In August we bought two lovely chicks - no idea about the race or breed. During all this time we thought they were rooster and hen. The one that we thought is a rooster, is trying to crow now (or at least that's what it looks like...). The other is very silent. The white one (the 'rooster') is bigger and stronger BUT the other one (the 'hen', brown) has a tail that started bolting, which the other one doesn't have. How confusing!!! They rarely fight and they still sleep close together. Could you people help me out as to determine the gender? I'm praying they'll come out differently but every day that passes I think we've got 2 roosters....


----------



## MichaelA69 (Sep 5, 2015)

Those look like two cockerels. They normally develop larger combs at an early age as well as longer tail feathers.


----------



## paul1980be (Nov 5, 2015)

MichaelA69 said:


> Those look like two cockerels. They normally develop larger combs at an early age as well as longer tail feathers.
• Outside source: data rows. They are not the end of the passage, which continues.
PR #82, opened 2026-07-16
feat(libsy): expose Python run streams

nachiketb-nvidia:
## Stack

1. #88 Protocol bindings
2. #89 Target bindings
3. #87 Algorithm execution
4. **#82 Host-driven run streams (this PR)**

Review this PR last, after #87.

## Why

Some Python hosts own their model transport and need to drive every model call themselves instead of using target clients through Algorithm.run().

## What

- Add Algorithm.run_stream().
- Bind RunStream as a single-consumer async iterator.
- Bind Step as structural CallLlm, Decision, and ReturnToAgent variants.
- Expose one-shot LlmCall.respond() and LlmCall.fail().
- Release stream state on terminal steps, errors, exhaustion, and aclose().
- Add focused no-op and random-routing stream tests.
- Add a runnable example for run(), run_stream(), and random routing.

## How

Each Python RunStream owns one Rust StepStream. Model-call promises move into LlmCall and can be fulfilled once. Terminal results tear down the underlying stream promptly.

## What to review

1. Step variant shape and Python structural matching.
2. One-shot LlmCall ownership.
3. Cancellation, terminal teardown, and aclose() behavior.
4. The example as the complete public workflow.

## Validation

- cargo fmt --all -- --check
- cargo clippy -p switchyard-py --all-targets -- -D warnings
- uv run pytest all four libsy binding test files (16 passed)
- uv run python examples/libsy.py

PR #87, opened 2026-07-17
feat(libsy): expose Python algorithm execution

nachiketb-nvidia:
## Stack

1. #88 Protocol bindings
2. #89 Target bindings
3. **#87 Algorithm execution (this PR)**
4. #82 Host-driven run streams

Review after #89.

## Why

Python hosts need to run Rust-owned algorithms using configured target clients without exposing algorithm implementation or subclassing hooks.

## What

- Add an opaque Algorithm handle with run().
- Add noop() and random(targets) factories.
- Add typed Decision values and the RoutedLlmClient protocol.
- Adapt Python async clients to the Rust RoutedLlmClient trait.
- Convert target sets into Rust-owned snapshots at factory construction.
- Add no-op, random-routing, and client-error tests.

## How

The adapter releases Python while awaiting the host client and maps the typed response back into the Rust protocol. Algorithm implementations remain Rust-owned and factories return one shared handle type.

## What to review

1. Opaque algorithm and factory API.
2. Python client adapter and error propagation.
3. Target snapshot semantics.
4. Context, request, decision, and response conversions.

## Validation

- cargo fmt --all -- --check
- cargo clippy -p switchyard-py --all-targets -- -D warnings
- uv run pytest the protocol, target, and algorithm binding tests (13 passed)


nachiketb-nvidia:
Superseded by the minimal dictionary-based Python API in #95.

I hope we're all wrong, I'd hate to say goodbye to one of them....


----------



## MichaelA69 (Sep 5, 2015)

I know how you feel. I had 6 cockerels one year and had to sell 5 for meat price at a local feed store. I never felt comfortable about that because I'm too much of a softie. I have 2 coops and two yards and have had a rooster for each with their group of hens for a number of years. Some people have had two roosters together with no problems but I would advise against it since that is a rare occurrence.


----------



## seminole wind (Aug 22, 2015)

Awww Michael, nice you're a softy.

If they are just pets with no hens, there's a good chance they'll get along because all they have is eachother. 
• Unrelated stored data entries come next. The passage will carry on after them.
PR #88, opened 2026-07-17
feat(libsy): expose typed Python protocol bindings

nachiketb-nvidia:
## Stack

1. **#88 Protocol bindings (this PR)**
2. #89 Target bindings
3. #87 Algorithm execution
4. #82 Host-driven run streams

Review and merge this PR first.

## Why

Python hosts need typed access to the neutral request and response values already owned by switchyard-protocol. Untyped dictionaries would duplicate the Rust model and lose structural matching at the language boundary.

## What

- Bind protocol request, response, content, tool, media, metadata, usage, and streaming chunk values.
- Expose the types under switchyard.libsy.protocol.
- Add lazy native-module facades and precise Python stubs.
- Bridge Python async response sources into Rust LlmResponseStream values.
- Add focused protocol and response-stream lifecycle tests.

## How

PyO3 wrappers own or clone the Rust values and convert only raw JSON extension fields. Complex enums use nested Python variants for structural pattern matching.

## What to review

1. Fidelity of the protocol fields and enum variants.
2. Ownership of aggregate versus streaming responses.
3. Python async source cleanup and single-consumer behavior.
4. Stub precision and namespace placement.

## Validation

- cargo fmt --all -- --check
- cargo clippy -p switchyard-py --all-targets -- -D warnings
- uv run pytest tests/test_libsy_protocol_bindings.py -v -o addopts= (8 passed)
- uv run ruff check on the changed Python files

## Summary by CodeRabbit

* **New Features**
  * Added Python access to a typed, neutral LLM protocol.
  * Added support for structured requests, responses, content blocks, tools, metadata, and serialization.
  * Added aggregate and asynchronous streaming response handling.
  * Added a dedicated `LibsyError` exception for orchestration failures.
  * Added comprehensive type definitions and public exports for protocol values.

* **Tests**
  * Added coverage for protocol typing, round-tripping, response variants, streaming, and stream cleanup.

PR #89, opened 2026-07-17
feat(libsy): expose Python target bindings

nachiketb-nvidia:
## Stack

1. #88 Protocol bindings
2. **#89 Target bindings (this PR)**
3. #87 Algorithm execution
4. #82 Host-driven run streams

Review after #88.

## Why

Python needs a reusable way to describe the semantic targets consumed by Rust-owned routing algorithms without binding any algorithm yet.

## What

- Bind LlmTarget and LlmTargetSet.
- Keep llm_client assignable before an algorithm snapshots the target set.
- Validate the presence of a callable call method.
- Expose only the target API and its stubs.
- Add focused target collection and mutation tests.

## How

The Python objects retain target and client references. Conversion into Rust targets is deliberately added in the next PR, where algorithm execution first consumes them.

## What to review

1. Target naming and lookup behavior.
2. Client assignment and validation.
3. The snapshot boundary reserved for algorithm construction.
4. Separation from the existing components LlmTarget.

## Validation

- cargo fmt --all -- --check
- cargo clippy -p switchyard-py --all-targets -- -D warnings
- uv run pytest tests/test_libsy_protocol_bindings.py tests/test_libsy_target_bindings.py -q -o addopts= (9 passed)

### DIFF
--- a/Cargo.lock
+++ b/Cargo.lock
@@ -1653,6 +1653,7 @@ dependencies = [
  "switchyard-components",
  "switchyard-components-v2",
  "switchyard-core",
+ "switchyard-protocol",
  "switchyard-server",
  "switchyard-translation",
  "tokio",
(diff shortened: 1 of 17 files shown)


nachiketb-nvidia:
Superseded by the minimal dictionary-based Python API in #95.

The speckly one I think is for sure a roo. The other one I can't decide.


----------



## paul1980be (Nov 5, 2015)

*sigh* )) The speckle one is HUGE!! Bigger than the other one, and only he tries to sing, even though they have the same age... On the other hand, only the brown one has a curved tail - someone told me that this could also just be down to the breed. 

I've got 2 hens, 1 'normal' one and 1 that is a bit more 'savage' - the latter only lays an egg every x days and come the end of summer, she entered in 'I want to be a mum' and she hasn't layed an egg since, 3 months now, and is losing feathers, but apparantly that's all normal. She'll hopefully get active again in spring  

So that's 2 hens, and maybe 2 roosters... they've got quite some space and as for now, no problems. The active hen still bosses everyone around haha! )) I hope it'll all work out. I wouldn't mind having 2 roosters - if they don't kill each other that is. OR I'll let them all be, OR I'll build a separate coop. Because if not, my hubbie wants one of them for Christmas dinner. _NO ******* WAY_ ))))


----------



## MichaelA69 (Sep 5, 2015)

I know Speckled Sussex roosters are very large, so they need to be the same breeds, or hens of adequate size, or they can be injured or killed. I'm not trying to cause alarm, just something to be aware of. I've found a good ratio of hens is 8-10 hens per rooster. That way no one hen bears the brunt of frequent mounts. Keep spurs cut short and file the ends smooth.


----------